Colossus shows AUv3 support but it crashes both Cubasis and Auria Pro consistently. It is great as a standalone piano app and has all the right controls including some rather obscure ones like dynamic Hermode tuning (which shifts the pitch on major 3rds in chords accordingly to make chords sound sweeter. An amazing app but a frustrating AUv3. If anyone has found work arounds for it as an AUv3 please comment here. Setting the latency way back just doesn't seem like the best way to make a great piano. But maybe that's useful for MIDI playback like this test featured. I created the Colussus Wave file for this test and ran the App using it's own MIDI player into a MacBook Pro using USB IDAM and recorded it using Logic Pro X on the Mac. Try as I may I could not create an IOS recording of a wave file just using IOS Apps. I only owned Auria Pro at the time... didn't think of testing GarageBand and now have Cubasis and it can't record the 13GB Colossus Concert Grand. It still didn't win against the Salamander to most of the listeners. To my ears the RC 275 and Colossus sound more like a real piano across all the dynamics of the Grieg.
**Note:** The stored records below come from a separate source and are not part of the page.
PR #791, opened 2023-09-07
Import VERSION properly in urls

manuq:
Otherwise running `kolibri manage migrate` fails.


manuq:
Auto-merging as requested.

PR #793, opened 2023-09-08
Migrate Welcome

### LINKED ISSUE #748: Move welcome-screen to the core plugin code
With #732, the welcome screen no longer deals with choosing between using external (USB) storage or internal storage. This means there is no need to run it before Kolibri starts. Instead, let's move the welcome screen code to the plugin's core Vue code - this should relate nicely to [DownloadPage.vue](https://github.com/endlessm/kolibri-explore-plugin/blob/master/kolibri_explore_plugin/assets/src/views/DownloadPage.vue) - and remove the welcome-screen package entirely.

This will require some additional changes in the Android and Windows app to support the new behaviour.

manuq:
Fixes #748


pwithnall:
What’s the loading-screen package for? I’m probably misunderstanding the plan in #748 entirely, but I thought the big win here was to remove the welcome-screen package. Renaming it looks to me like it would keep us with the same build system and i18n pain we have with welcome-screen, no?

manuq:
> What’s the loading-screen package for? I’m probably misunderstanding the plan in #748 entirely, but I thought the big win here was to remove the welcome-screen package. Renaming it looks to me like it would keep us with the same build system and i18n pain we have with welcome-screen, no?

Initially the loading screen was for the Endless Key physical USB for Windows, which had a very long startup time (minutes). A loading page in HTML would show up while Kolibri was loading. Also it had retry/error pages because Kolibri on Windows was a bit unreliable and startup could timeout.

Then after Android was introduced the requirement was to choose between: use data from a USB drive or download from network. Because of limitations in Kolibri we needed to add UI before Kolibri actually starts. Also for Android we needed screens to grant system permissions, ask user to plug a USB, etc. Thus the loading screen was extended and renamed to "welcome screen". Javascript evaluation/injection was used to communicate the Android app with the welcome page. And environment variables were used for passing the selected user choices to Kolibri.

The loading screen is also used on Android before Kolibri starts and during system pause/resume. The Android system can kill the Kolibri process and our resume handler takes care of restarting Kolibri while presenting the loading page. Implementation wise the app flips between 2 webviews, one containing the loading webapp and one containing the Kolibri frontend.

Also the flatpak wrapper needs a loading screen and I'm wondering why not reuse this one https://github.com/endlessm/endless-key-flatpak/pull/44

So yeah I guess the loading screen would need internationalization/localization for the sole 2 messages "welcome to endless key" and "powered by kolibri". Unless we change the design specs to a wordless UI.

A potential performance improvement could be replacing the loading webapp by a bunch of static HTML pages, one per language, as Kolibri does.

dbnicholson (approved):
I mostly skimmed, but this all looks good to me.

packages/loading-screen/src/main.js
```diff
@@ -4,17 +4,10 @@ import { BootstrapVue, IconsPlugin } from 'bootstrap-vue';
 import EkComponents from 'ek-components';
```
dbnicholson, line 4: Is `EkComponents` even needed after this? It looks to me like the only thing used from `EkComponents` is `loading-animation.gif`. It doesn't seem like any of the actual components from `EkComponents` are being used. Which means that the `kolibi.utils.i18n` issue can be sidestepped for now.

dbnicholson: If all that's needed is the gif, then maybe it could be duplicated and the ek-components dependency could be dropped (which would also make the standalone loading-screen smaller). Or you could move the gif into loading-screen and make loading-screen a dependency of the frontend.

manuq: Ah true! If only that GIF asset is left then let's copy it and remove the dependency. I will append a new commiit.

dylanmccall:
Looks good to me, too! :+1:

PR #794, opened 2023-09-09
Only use LZMA compression for channel template zips

dbnicholson:
Having `bundle_zip` default to LZMA compression meant it also applied to `welcome-screen.zip`. That's problematic since `unzip` can't handle that compression scheme. It's also unnecessary as `welcome-screen.zip` is only intended for releases. All of our apps will expand it into some location in their package, so the compression used is irrelevant.

Instead, make the default zlib deflate compression and explicitly request LZMA compression just for the channel templates. Note that the outer `apps-bundle.zip` is actually created with no compression, which is fine since it's entirely for distributing the already compressed channel templates.

See https://github.com/endlessm/endless-key-flatpak/issues/26.

### DIFF
--- a/scripts/_common.py
+++ b/scripts/_common.py
@@ -37,7 +37,7 @@ HIGHLIGHTED_CONTENT_PATH = os.path.join(
 BUNDLE_EXCLUDE_GLOBS = ["*.map"]
 
 
-def bundle_zip(zip_name, compression=zipfile.ZIP_LZMA):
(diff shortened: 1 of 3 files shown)


manuq (approved):
Looks great. It fixes the welcome ZIP for the flatpak issue. At the same time It avoids compressing twice the custom presentations uploaded to github release.

dbnicholson:
I'm going to merge and tag this so we can consume it in the flatpak before we have any more major overhauls from the welcome-screen and internationalization work.

PR #110, opened 2023-06-07
Proxy store improve error handling

moio:
Master port of #107

### DIFF
--- a/pkg/stores/proxy/proxy_store.go
+++ b/pkg/stores/proxy/proxy_store.go
@@ -311,7 +311,6 @@ func (s *Store) listAndWatch(apiOp *types.APIRequest, client dynamic.ResourceInt
 					rowToObject(obj)
 					result <- watch.Event{Type: watch.Modified, Object: obj}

I also loved the Salamander and the "Piano in 162" for these reasons... realistic pianos at all volumes.
The "Piano in 162" turns out to be a 5GB SFZ library available for free. But it takes the Lyra Sampler in Auria Pro to load it and there's a $50 cost to that so. RavensCroft 275 for $36 looks like a winner in more application cases: solo playing, mixes, etc.
Thia has been a real hoot learning more and more about how these pianos get recorded and bring realism to the world of IOS music. Thanks again @tja.